Need help understanding FSR - eviltoast

Hi All,

I need some help understanding FSR and how to use it.

Until recently, my only piece of gaming hardware was the Steam Deck. On this, the native (OS level) FSR easy to understand: drop the in-game resolution to something less than the display’s native 1280×800 and enable FSR, which then upscales the image. This makes sense to me.

Recently, I got myself a dedicated gaming PC as well (running 6700 XT). I’ve been playing around with the FSR option using Hellblade Senua’s Sacrifice as a benchmark, running DX11 mode and without ray tracing. I’m using a 1080p display.

From AMD’s control software, a ‘Radeon Super Resolution’ (RSR) mode can be enabled, which I understand is basically the same FSR as is running natively on the Steam Deck.

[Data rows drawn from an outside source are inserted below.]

PR #176, opened 2018-04-19
Sel 18

burdula:


app/src/angular/services/common.service.js
```diff
@@ -63,16 +63,21 @@ function CommonService($rootScope, $log, $q, $mdDialog, $compile, $mdToast) {
             return result;
         }
 
-        commasAfterNumber (amount, num) {
+        commasAfterNumber(amount, num) {
```
dfcowell: Why are there two declarations of the same function name in one file? See line 48.

app/src/angular/controllers/member/wallet/manage-token-controller.js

It does nothing if the in-game resolution is the same as the display’s native resolution, but as soon as the in-game resolution is lowered, it applies spatial upscaling. So I drop my in-game resolution to 720p, enable RSR, and I can see the upscaling at work. This also makes sense.

Where I get confused is how in-game FSR fits into the picture. So Hellblade has native (in-game) FSR implemented. When running at 1080p resolution with no FSR and all settings maxed, I typically have close to 100% GPU utilization. Now, when I enable FSR in-game, still running at 1080p resolution, the GPU utilization drops to 75-80% with almost no visual impact (slight sharpening it seems, but wouldn’t notice without side-by-side screenshots). Framerates are of course more stable with the lower utilization.

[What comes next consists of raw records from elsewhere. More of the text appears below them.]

PR #186, opened 2018-05-07
feat(sqlite): DB migrations for SQLite using knex

altninja:
auto migrate on app start based on knex migration files - can use `npm run mig-new -- migration_name`
to add a new migrations file and `npm run mig-test` to run a test


app/controllers/sql-lite-service.js
```diff
@@ -8,18 +8,30 @@ const countriesList = require('./../../assets/data/country-list.json');
...
+        const log = ({ action, migration }) => console.log('Doing ' + action + ' on ' + migration)
+        try {
+            await knexMigrate('up', { to: mv}, log)
+            await knexMigrate('down', { to: mv}, log)
+        } catch (e) {
+            console.log(e)
         }
-    });
+    }
+    migrations()
```
dfcowell: This is non-blocking and could cause problems due to a race condition later on if there are required migrations that the application depends upon during start-up.

Putting it in an IIFE and using async-await to block on it would solve that problem.

migrations/20180507145702_test1.js
```diff
@@ -0,0 +1,15 @@
+
+exports.up = function(knex, Promise) {
```
dfcowell: This whole file is going to break many things.

migrations/20180507170725_test2.js
```diff
@@ -0,0 +1,15 @@
+
+exports.up = function(knex, Promise) {
+   return Promise.all([
+    knex.schema.createTable('check2', function(table){
```
dfcowell: We definitely don't need this one either.

knexfile.js
```diff
@@ -0,0 +1,26 @@
...
+const OSENV = process.env.OSENV || 'osx'
+
+let userDataPath
+
+if (OSENV === 'windows') {
+	userDataPath = '%APPDATA%\\Electron\\'
+} else if (OSENV === 'linux') {
+	userDataPath = '~/.config/Electron/'
+} else {
+	userDataPath = '/Users/' + user + '/Library/Application Support/Electron/'
```
dfcowell: Prefer template strings (using backticks and `${user}` syntax)

test/migrate.js
```diff
@@ -0,0 +1,15 @@
+const 
+	knexFile = require('../knexfile.js')
+	knex = require('knex')(knexFile)
+	knexMigrate = require('knex-migrate')
+	mv = '20180507173236'
+
+async function run() {
+	const log = ({ action, migration }) => console.log('Doing ' + action + ' on ' + migration)
```
dfcowell: Prefer template strings

app/controllers/sql-lite-service.js
```diff
@@ -135,24 +136,24 @@ module.exports = function (app) {
...
-        promises.push(IdAttribute.init());
-        promises.push(TokenPrice.init());
-        promises.push(createWalletTokens());
-        promises.push(TransactionHistory.init());
-        promises.push(ActionLog.init());
-        promises.push(WalletSetting.init());
-        promises.push(ExchangeDataHandler.init());
-        return Promise.all(promises)
-    }
+    // controller.prototype.init = () => {
```
dfcowell: This can be deleted.

app/controllers/sql-lite-service.js
```diff
@@ -75,30 +76,30 @@ module.exports = function (app) {
...
-                    }).catch((error) => {
-                        reject(error);
-                    });
-                } else {
-                    resolve();
-                }
-            });
-        });
-    }
+    // function createWalletTokens() {
```
dfcowell: Can this be deleted?

altninja: yeah it is replicated in the seed file along with the others

app/controllers/sql-lite-service.js
altninja: thanks, will delete all commented code next commit

test/migrate.js
altninja: sure can do, let me look for a better syntax highlighting solution, its hard to read on longer strings without the concats showing where the vars are

app/controllers/sql-lite-service.js
altninja: yes can delete this, its been replicated in the seed file now

test/migrate.js
dfcowell: If you're not using VSCode you're doing it wrong. 😛

altninja:
closing this, merged into standards PR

So I don’t quite understand how this works. Does the game automatically render at a lower resolution (without having to adjust the in-game resolution) and upscales? Or why is it not necessary here to change the in-game resolution? Do all games implement native FSR in this manner?

Also, should the two be used mutually exclusively? I tried enabling both (so enabling SRS in AMD’s control software, dropping in-game resolution to 720p, and enabling in-game FSR). It worked, but certainly looked strange; not sure how to explain, almost like this watery effect. I’m assuming in this instance upscaling was applied twice?

Anyway, some insight would be much appreciated!